◆ ACTIVITY ◆
I'd like an exact copy of every line from the start of the entries below through the line containing "Should be rebased", please.

◆ DATA SUPPLIED ◆
====

PR #13761, opened 2020-12-02
[WFLY-6660]: Allow to dump Artemis journal to file using WildFly Management API.

ehsavoie:
* Adding an admin-only operation to print the data of a broker.
* Testing the data printed in safe and full mode.

Jira: https://issues.redhat.com/browse/WFLY-6660
Proposal: https://github.com/wildfly/wildfly-proposals/pull/350

Should be rebased on https://github.com/wildfly/wildfly/pull/13906 when it is merged


testsuite/integration/basic/src/test/java/org/jboss/as/test/integration/messaging/mgmt/PrintDataTestCase.java
```diff
@@ -0,0 +1,296 @@
...
+        for (String line : Files.readAllLines(dataPath)) {
+            if (!inMessages) {
+                inMessages = "M E S S A G E S   J O U R N A L".equals(line);
+            } else {
+                if (!hasQueueCount) {
+                    hasQueueCount = SAFE_QUEUE_COUNT.matcher(line).find();
+                }
+            }
+        }
+        Assert.assertTrue("Should have a message count of 1 for " + jmsQueueName, hasQueueCount);
```
jbliznak, line 219: This check is not enough, the test passes even with `printData(dataPath, false, false); // ~ secure = false` 

but I guess we want to check the secure info is _not printed_ and that is also described in analysis:
> - check that it displays the correct number of total messages and the correct number of message in the queue but doesn't display the queue infos.

jbliznak (changes requested):

testsuite/integration/basic/src/test/java/org/jboss/as/test/integration/messaging/mgmt/PrintDataTestCase.java
jbliznak: Updated, thanks.

jbliznak (changes requested):
Tests are now testing what they should.

However, I have 2 more points:
First, nice to have - test methods are doing a lot of the same checks, might worth to refactor with methods.

Second, serious one - the tests are prone to leave server in incorrect state (reloaded to admin-only mode) if they fail - I suppose the reloading back to normal mode should be done in `@After` method or in a finally block.

ehsavoie:
@bstansberry ping for merge :)

jbliznak (approved):

PR #13765, opened 2020-12-02
[WFLY-14151] Move microprofile-health extension to the microprofile feature pack

jmesnil:
[WFLY-14151] Move microprofile-health extension to the microprofile feature pack

This PR will handle the move of microprofile-health extension to the microprofile feature pack and the creation of a health extension to provide base healthiness features in the EE feature pack

JIRA: https://issues.redhat.com/browse/WFLY-14151

Signed-off-by: Jeff Mesnil <jmesnil@redhat.com>

PR #13766, opened 2020-12-02
[WFLY-14148]: Move microprofile opentracing from wildfly-ee to wildfly.

ehsavoie:
* removing opentracing from the ee feature pack and moving it to the
  complete feature pack.

Jira: https://issues.redhat.com/browse/WFLY-14148


bstansberry (changes requested):
Besides my various comments below, the mixed-domain stuff will need some cleanup as domain.xml no longer has OT stuff to remove:

```
$ cd testsuite/mixed-domain/
yingtao:mixed-domain bstansberry$ git grep tracing
src/test/java/org/jboss/as/test/integration/domain/mixed/eap710/DomainAdjuster710.java:        list.addAll(removeMicroProfileOpenTracing(profileAddress.append(SUBSYSTEM, "microprofile-opentracing-smallrye")));
src/test/java/org/jboss/as/test/integration/domain/mixed/eap710/DomainAdjuster710.java:     * microprofile-opentracing subsystem and extension do not exist in previous versions, so remove it
src/test/java/org/jboss/as/test/integration/domain/mixed/eap710/DomainAdjuster710.java:        list.add(createRemoveOperation(PathAddress.pathAddress(EXTENSION, "org.wildfly.extension.microprofile.opentracing-smallrye")));
src/test/java/org/jboss/as/test/integration/domain/mixed/eap730/DomainAdjuster730.java:        adjustOpenTracing(ops, profileAddress.append(SUBSYSTEM, "microprofile-opentracing-smallrye"));
```

There are a bunch of other TS failures that I don't understand.

galleon-pack/src/main/resources/configs/standalone/standalone-microprofile-ha.xml/config.xml
```diff
@@ -7,10 +7,19 @@
...
         <include name="web-clustering"/>
     </layers>
+    <feature spec="subsystem.microprofile-opentracing-smallrye">
+        <param name="default-tracer" value="jaeger"/>
+        <feature spec="subsystem.microprofile-opentracing-smallrye.jaeger-tracer">
+            <param name="jaeger-tracer" value="jaeger"/>
+            <param name="sampler-param" value="1"/>
+            <param name="sampler-type" value="const"/>
+        </feature>
+    </feature>
```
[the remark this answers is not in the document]
ehsavoie: for backward compatibility

galleon-pack/src/main/resources/configs/standalone/standalone-microprofile.xml/config.xml
```diff
@@ -7,12 +7,21 @@
...
     <feature-group name="distributable-web"/>
     <feature-group name="infinispan-local-web"/>
+    <feature spec="subsystem.microprofile-opentracing-smallrye">
+        <param name="default-tracer" value="jaeger"/>
+        <feature spec="subsystem.microprofile-opentracing-smallrye.jaeger-tracer">
+            <param name="jaeger-tracer" value="jaeger"/>
+            <param name="sampler-param" value="1"/>
+            <param name="sampler-type" value="const"/>
+        </feature>
+    </feature>
```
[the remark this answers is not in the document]
ehsavoie: ok fixed

ee-9/feature-pack/wildfly-feature-pack-build.xml
```diff
@@ -123,7 +122,6 @@
                 <extension>org.wildfly.extension.microprofile.jwt-smallrye</extension>
                 <extension>org.wildfly.extension.microprofile.metrics-smallrye</extension>
                 <extension>org.wildfly.extension.microprofile.openapi-smallrye</extension>
-                <extension>org.wildfly.extension.microprofile.opentracing-smallrye</extension>
```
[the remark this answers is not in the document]
ehsavoie: ok

ehsavoie:
@bstansberry it should fix the test failures that is due to the fact that the configuration with layers differs from the one produced in full.

galleon-pack/src/main/resources/configs/standalone/standalone-microprofile-ha.xml/config.xml
```diff
@@ -7,10 +7,12 @@
...
         <include name="microprofile-jwt"/>
         <include name="microprofile-openapi"/>
+        <include name="microprofile-opentracing"/>
         <include name="undertow-legacy-https"/>
         <exclude name="management-security-realm"/>
         <exclude name="jpa"/>
         <include name="jpa-distributed"/>
         <include name="web-clustering"/>
     </layers>
+    <feature-group name="microprofile-opentracing-jaeger"/>
```
bstansberry, line 17: The current standalone-microprofile-ha.xml uses the empty config.

galleon-pack/src/main/resources/configs/standalone/standalone-microprofile.xml/config.xml
```diff
@@ -7,12 +7,14 @@
...
         <include name="microprofile-jwt"/>
         <include name="microprofile-openapi"/>
+        <include name="microprofile-opentracing"/>
         <include name="undertow-legacy-https"/>
         <exclude name="management-security-realm"/>
     </layers>
     <!-- TODO WFLY-13150 encapsulate these in a layer -->
     <feature-group name="distributable-web"/>
     <feature-group name="infinispan-local-web"/>
+    <feature-group name="microprofile-opentracing-jaeger"/>
```
bstansberry, line 17: The current standalone-microprofile-ha.xml uses the empty config.

microprofile/galleon-common/src/main/resources/layers/standalone/open-tracing/layer-spec.xml
```diff
@@ -0,0 +1,6 @@
+<?xml version="1.0" ?>
+<layer-spec xmlns="urn:jboss:galleon:layer-spec:1.0" name="open-tracing">
```
bstansberry, line 2: I think inverting this is more useful (i.e. microprofile-opentracing depends open-tracing, with open-tracing having the features). In any case where the user adds either, it works. If anyone uses one of our aggregate layers, like microprofile-platform or observability, if they exclude either one it works.

The microprofile-opentracing would have to optionally depend open-tracing though; otherwise you could not exclude open-tracing.

In WF 24 we could drop open-tracing.

bstansberry (changes requested):
Could you diff the target/wildfly-.../standalone/configuration directory produced by ee-9/build vs build? There should be no differences related to OT. I'm pretty sure some things need to be added to ee-9/feature-pack.

microprofile/galleon-common/src/main/resources/layers/standalone/open-tracing/layer-spec.xml
ehsavoie: ok

galleon-pack/src/main/resources/configs/standalone/standalone-microprofile.xml/config.xml
ehsavoie: ok, I'e realigned the produced configurations with the ones in 21

galleon-pack/src/main/resources/configs/standalone/standalone-microprofile-ha.xml/config.xml
ehsavoie: ok, I've realigned the produced configurations with the ones in 21

testsuite/integration/microprofile/src/test/java/org/wildfly/test/integration/microprofile/opentracing/OnOffOpenTracingTestCase.java
```diff
@@ -61,6 +61,7 @@
  */
 @RunWith(Arquillian.class)
 @RunAsClient
+@Ignore("WFLY-14199")
```
bstansberry, line 64: This needs an import statement

bstansberry:
@ehsavoie this kind of thing will be needed for OT as well:

https://github.com/wildfly/wildfly/pull/13765/files#diff-352e26d1bdbe634b8174a0fac0966a47829c74adf0a6037e5f49ea5a8015e214

ee-9/feature-pack/src/main/resources/feature_groups/standalone-full.xml
```diff
@@ -3,6 +3,7 @@
 
     <feature-group name="standalone-full-x-messaging"/>
     <feature-group name="messaging-remote-activemq"/>
+    <feature-group name="microprofile-opentracing-jaeger"/>
```
jmesnil, line 6: @bstansberry is that intended?

I thought that MP specs would be made available only in the `standalone-microprofile` configurations even for EE9

ee-9/feature-pack/src/main/resources/feature_groups/standalone-ha.xml
```diff
@@ -26,6 +26,7 @@
 
     <feature-group name="servlet-unsecured-standalone-profile"/>
     <feature-group name="basic-ha-profile"/>
+    <feature-group name="microprofile-opentracing-jaeger"/>
```
jmesnil, line 29: idem

ee-9/feature-pack/src/main/resources/feature_groups/standalone-full.xml
bstansberry: @jmesnil @ehsavoie Good question. Let's discuss when we talk in a few minutes and we can post back here.

Emmanuel may have had this all along or may have added it in response to my request that he compare outputs and eliminate diffs.  But that was based on my unthinking idea that these specs are in the 'wildfly' and 'wildfly-preview' FPs so there's no reason the resulting configs should change. But they do, correctly I think, when it comes to health and metrics, so why not differ about this too?

ehsavoie: @jmesnil @bstansberry yes the goal was to have a minimal diff with the preview release. Maybe removing this from preview should come in a 2nd step ?

ee-9/feature-pack/src/main/resources/feature_groups/domain-ha-profile.xml
```diff
@@ -11,5 +11,6 @@
     </feature-group>
 
     <feature-group name="basic-ha-profile"/>
+    <feature-group name="microprofile-opentracing-jaeger"/>
```
jmesnil, line 14: that one might not be correct (see https://github.com/wildfly/wildfly/pull/13806#issuecomment-742650956)

ee-9/feature-pack/src/main/resources/feature_groups/domain-profile.xml
```diff
@@ -5,5 +5,6 @@
 
     <feature-group name="basic-profile"/>
     <feature-group name="infinispan-local"/>
+    <feature-group name="microprofile-opentracing-jaeger"/>
```
jmesnil, line 8: idem (https://github.com/wildfly/wildfly/pull/13806#issuecomment-742650956)

ee-9/feature-pack/src/main/resources/feature_groups/standalone-full.xml
jmesnil: ok, let's make the diff minimal and define the rules for inclusion before this preview distribution is finalized

bstansberry: @jmesnil @ehsavoie +1 to make the diff minimal for this OT change.

A summary, hopefully correct, of what we discussed.

1) The 'wildfly' and 'wildfly-preview' FPs were not meant to differ re: MP. Both contain the MP extensions and unlike, say, legacy security, we're not planning to drop the extensions. We could use wildfly-preview to preview some change in how we offer MP in our standard configs but that wasn't the original intent.

2) It's a valid question whether we want to continue offering the MP specs in our main distribution's standard configs other than standalone-microprofile[-ha].xml. That discussion would also encompass MP JWT, which we include in standalone[-xxx] and the various domain.xml profiles.

But changing those things seems beyond the scope of what this PR is about.

jmesnil (changes requested):
could you please cherry-pick https://github.com/wildfly/wildfly/pull/13806/commits/909a0bdca1884079818dc7bada97af4fabede847 that is missing to have a correct configuration file in dist-legacy?

ee-9/feature-pack/src/main/resources/feature_groups/domain-ha-profile.xml
bstansberry: I think this is correct and the problem is in the 'wildfly' feature pack. In current master both 'ee-9/dist' and 'dist' include MP OT in their standard configs, while with this PR 'dist' no longer does.  As discussed starting at https://github.com/wildfly/wildfly/pull/13766#discussion_r540134348 we should decide separately about keeping MP subsystems in our standard configs other than standalone-microprofile[-ha].xml.

ehsavoie:
@jmesnil done

jmesnil (approved):

jmesnil:
@ehsavoie there is a checkstyle error in this PR:

```
 [org.wildfly:wildfly-ts-integ-microprofile] [ERROR] /store/work/tc-work/f5da3564a57e9d74/testsuite/integration/microprofile/src/test/java/org/wildfly/test/integration/microprofile/opentracing/OnOffOpenTracingTestCase.java:55:1: Duplicate import to line 50 - org.junit.Ignore. [RedundantImport]
```

bstansberry (approved):

jmesnil:
@ehsavoie thanks!

PR #13774, opened 2020-12-03
 [WFLY-14156]: Remove MicroProfile REST Client from Wildfly ee.

ehsavoie:
* Making rest-client api optionnal in resteasy-cdi and removing it from the Jaxrs subsystem
 * Adding a new microprofile-rest-client in the microprofile galleon pack

Jira: https://issues.redhat.com/browse/WFLY-14156


microprofile/galleon-common/src/main/resources/layers/standalone/microprofile-rest-client/layer-spec.xml
```diff
@@ -0,0 +1,27 @@
...
+  ~ Lesser General Public License for more details.
+  ~
+  ~ You should have received a copy of the GNU Lesser General Public
+  ~ License along with this software; if not, write to the Free
+  ~ Software Foundation, Inc., 51 Franklin St, Fifth Floor, Boston, MA
+  ~ 02110-1301 USA, or see the FSF site: http://www.fsf.org.
+  -->
+<layer-spec xmlns="urn:jboss:galleon:layer-spec:1.0" name="microprofile-rest-client">
+    <packages>
+        <package name="org.jboss.resteasy.resteasy-client-microprofile" optional="true"/>
```
bstansberry, line 25: Is optional="true" needed? If someone asks for this layer there's no reason to exclude the package.

bstansberry (changes requested):
I believe in microprofile-galleon-common we need a new jaxrs-server layer that is like the one in ee-feature-pack but also optionally depends on microprofile-rest-client.

bstansberry:
@ehsavoie When I build this and do various comparisons of dists with and without this changeset or between various kinds of dists (legacy vs 'modern', regular vs ee-9) I see some issues:

1) A comparison of ee-9/build with and without this shows that standalone-microprofile.xml and standalone-microprofile-ha.xml are missing the jaxrs extension and subsystem in a build of this branch.

2) A comparision of the 'build' output with and without this shows that the opentracing extension and subsystem are missing in domain.xml and a bunch of configs in docs/examples/configs.

3) I built with -DlegacyBuild. The configs in build-legacy vs those in ee-build differ in ways they should not. The opentracing extension and subsystem are still present in build-legacy. I'll send a PR to your repo against the branch that just has the opentracing commit.

bstansberry:
https://github.com/ehsavoie/wildfly/pull/8

Please feel free to squash that in.

I misspoke above. Without ^^^ the build fails when -DlegacyBuild is used.

ehsavoie:
@bstansberry I've fixed your issues.
1. The problem is that we are overwriting the jaxrs layer from ee with the one from micropfile so I had to 'merge' them in e99 to provide the full support.
2. and 3. were fixed in WFLY-14148 PR

ee-9/feature-pack/pom.xml
```diff
@@ -192,6 +192,9 @@
                             <resources>
                                 <resource>
                                     <directory>${mp.galleon.common.resources.directory}</directory>
+                                    <excludes>
+                                        <exclude>layers/standalone/jaxrs</exclude>
+                                    </excludes>
```
bstansberry, line 197: Is this needed? The next execution should copy over this fine with the one from the local src/main/resources.

microprofile/galleon-common/src/main/resources/layers/standalone/jaxrs/layer-spec.xml
```diff
@@ -0,0 +1,6 @@
+<?xml version="1.0" ?>
+<layer-spec xmlns="urn:jboss:galleon:layer-spec:1.0" name="jaxrs">
+    <dependencies>
+        <layer name="microprofile-rest-client" optional="true"/>
+    </dependencies>
+</layer-spec>
```
bstansberry, line 6: @jfdenise My instinct is if we override a layer from a depended-upon FP, instead of letting Galleon combine the layer bits we are better off completely redeclaring the layer, as is done at https://github.com/wildfly/wildfly/pull/13774/commits/df965e99da9e05cbb8682eb223dfc6dace4cf0dc#diff-2fa73c0a47166ab82aea627f723525fbb1b3d1a112e07cfa018fc33bc08ddb23R7

There's some places where completely overriding is needed because the layer-spec.xml from the 'lower' FP doesn't actually get used. And it seems better to consistently do it the same way.

Doing that would also remove the need for https://github.com/wildfly/wildfly/pull/13774/commits/df965e99da9e05cbb8682eb223dfc6dace4cf0dc#diff-2fa73c0a47166ab82aea627f723525fbb1b3d1a112e07cfa018fc33bc08ddb23

It's not a big deal though; should not block merging this.

jmesnil:
@ehsavoie could you please rebase and resolve conflicts?

bstansberry (approved):

jmesnil:
@ehsavoie thanks!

====

◆ RESULT OF THIS EXERCISE ◆
PR #13761, opened 2020-12-02
[WFLY-6660]: Allow to dump Artemis journal to file using WildFly Management API.

ehsavoie:
* Adding an admin-only operation to print the data of a broker.
* Testing the data printed in safe and full mode.

Jira: https://issues.redhat.com/browse/WFLY-6660
Proposal: https://github.com/wildfly/wildfly-proposals/pull/350

Should be rebased on https://github.com/wildfly/wildfly/pull/13906 when it is merged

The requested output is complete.